De la société disciplinaire à la société de contrôle, du panoptique à l’open space
Dans un prolongement du travail de Michel Foucault, Gilles Deleuze distinguait trois types de sociétés se succédant : les sociétés de souveraineté, disciplinaires et de contrôle. Chacune d’entre elles est caractérisée par un certain type de techniques de pouvoir et de dispositifs permettant d’en articuler le fonctionnement en agençant l’espace d’une manière spécifique. Pour Foucault, le dispositif caractéristique des sociétés disciplinaires est celui du panoptique imaginé par Bentham, dont l’architecture et le fonctionnement sert de modèle aux institutions : « la prison ressemble aux usines, aux écoles, aux casernes, aux hôpitaux, qui tous ressemblent aux prisons » (Surveiller et Punir). Par son architecture, le panoptique organise l’espace de telle sorte que le surveillant puisse voir le surveillé sans que ce dernier puisse voir s’il l’est effectivement, ni voir les autres surveillés. De ces jeux de regards rendus possibles par la simple architecture émanent des relations de pouvoir capables d’assujettir les individus, d’automatiser et de désindividualiser le pouvoir.
Avec les sociétés de contrôle succédant aux sociétés disciplinaires, un autre dispositif a pris le relais du panoptique, réinvestissant l’espace d’une manière analogue mais renouvelée, réformant les anciennes disciplines pour les adapter à de nouveaux enjeux : l’open space. Souvent comparé au panoptique, l’open space agence également l’espace de sorte que les jeux de regards suffisent à établir des relations de pouvoir. Cependant, il apporte une nouveauté radicale en ce que les surveillés peuvent désormais, d’une part se voir entre eux, et d’autre part voir les surveillants. La verticalité de la surveillance laisse ainsi davantage place à une horizontalité du regard et du pouvoir, la surveillance unilatérale du contre-maître sur les travailleurs de jadis laissant place à une surveillance égalitaire de chacun par chacun, pouvant même s’étendre, en droit, jusqu’à une surveillance des cadres par leurs subordonnés. Les relations de pouvoir, loin de disparaître dans cette architecture en apparence plus humaine, sont simplement redistribuées afin de poursuivre plus efficacement des buts d’une nature différente. Le capitalisme de l’âge de la biopolitique cherche en effet désormais moins à se fonder sur la seule exploitation et coercition des individus, que sur leur autonomie, initiative et créativité, et l’open space est pensé d’après ses théoriciens comme devant produire une telle subjectivation.

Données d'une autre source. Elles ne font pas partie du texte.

PR #4409, opened 2025-09-24
feat: Мove creation of redis client outside of cache service

### LINKED ISSUE #4387: Move creation of redis client outside of cache service
Currently, we create the Redis client in the cache service, because thats where we pass it to the RedisCache class. However, since other classes may need the client to connect to Redis its best to move it out of the cacheService class.

konstantinabl:
### Description

This PR's goal to move the redis client creation out of the RedisCache class, since the client will be reused to connect to Redis for out Transaction Pool feature. On top of this, RedisCache's main purpose is to handle operations for get,set, delete etc from Redis, not maintaining the client.

### Related issue(s)

Fixes #4387

In our original design, the creation of the redis client and the maintenance of the connection was handled in the Redis Cache class, which breaks the first SOLID principle. Now the creation of the client and the connection is moved to a RedisClientManager class, which will manage the client and any operations on it. All client related methods are removed from RedisCache and CacheService classes.

### Notes for Reviewer

1. We always pass a connected client, so there is no need to re-check here
https://github.com/hiero-ledger/hiero-json-rpc-relay/pull/4409/files#diff-244a262ac886fc247f5483123909ff160f65a2acfe6957f1a5b35d58453b725eL307

2. Redis may not be enabled, then the redisClient will be undefined and we need to switch to LRU cache
https://github.com/hiero-ledger/hiero-json-rpc-relay/pull/4409/files#diff-6885de8b57b52c8ab19662969cbcf2d242b9944777fe284d756168a2af093d0dR93

3. These methods have been deleted, since they were only ever used in tests, which is not a good practice
https://github.com/hiero-ledger/hiero-json-rpc-relay/pull/4409/files#diff-6885de8b57b52c8ab19662969cbcf2d242b9944777fe284d756168a2af093d0dL127

4. These tests have been deleted because they belong in the test file for the new RedisClientManager
https://github.com/hiero-ledger/hiero-json-rpc-relay/pull/4409/files#diff-7aaa58f003fccbb2493cf321726c1878a5532f99de9148f2876aae60978722ceL226
https://github.com/hiero-ledger/hiero-json-rpc-relay/pull/4409/files#diff-7aaa58f003fccbb2493cf321726c1878a5532f99de9148f2876aae60978722ceL499

N/A

### Checklist

### DIFF
--- a/packages/relay/src/lib/eth.ts
+++ b/packages/relay/src/lib/eth.ts
@@ -968,6 +968,7 @@ export class EthImpl implements Eth {
   @rpcParamValidationRules({
     0: { type: 'transaction', required: true },
     1: { type: 'blockParams', required: true },
+    2: { type: 'stateOverride', required: false },
   })
   @cache({
     skipParams: [{ index: '1', value: constants.NON_CACHABLE_BLOCK_PARAMS }],
--- a/packages/relay/src/lib/services/index.ts
+++ b/packages/relay/src/lib/services/index.ts
@@ -15,3 +15,4 @@ export * from '../types/rateLimiter';
 export * from './rateLimiterService/LruRateLimitStore';
 export * from './rateLimiterService/RedisRateLimitStore';
 export * from './rateLimiterService/rateLimiterService';
+export * from './transactionPoolService/LocalPendingTransactionStorage';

L’open space constitue ainsi un modèle théorique général, un dispositif exploité même en d’autres lieux que la seule entreprise, tout comme l’architecture du panoptique des sociétés disciplinaires dessinait le diagramme idéal d’un mécanisme de pouvoir polyvalent dans ses applications, réinvesti par des institutions autres que les seuls lieux pénitenciers. À cette institutionnalisation de l’open space et de la société de contrôle utilisant essentiellement l’outil informatique comme instrument de (télé)surveillance, s’opposent des actes de micro-résistance déjà évoqués en partie par Deleuze, dont la finalité est de soustraire non plus seulement au regard du seul surveillant, mais à celui de tous : cryptage, brouillage, piratage, introduction de virus. Elles rappellent que « le pouvoir passe par les dominés non moins que par les dominants », comme le remarquait Deleuze dans son texte sur Foucault.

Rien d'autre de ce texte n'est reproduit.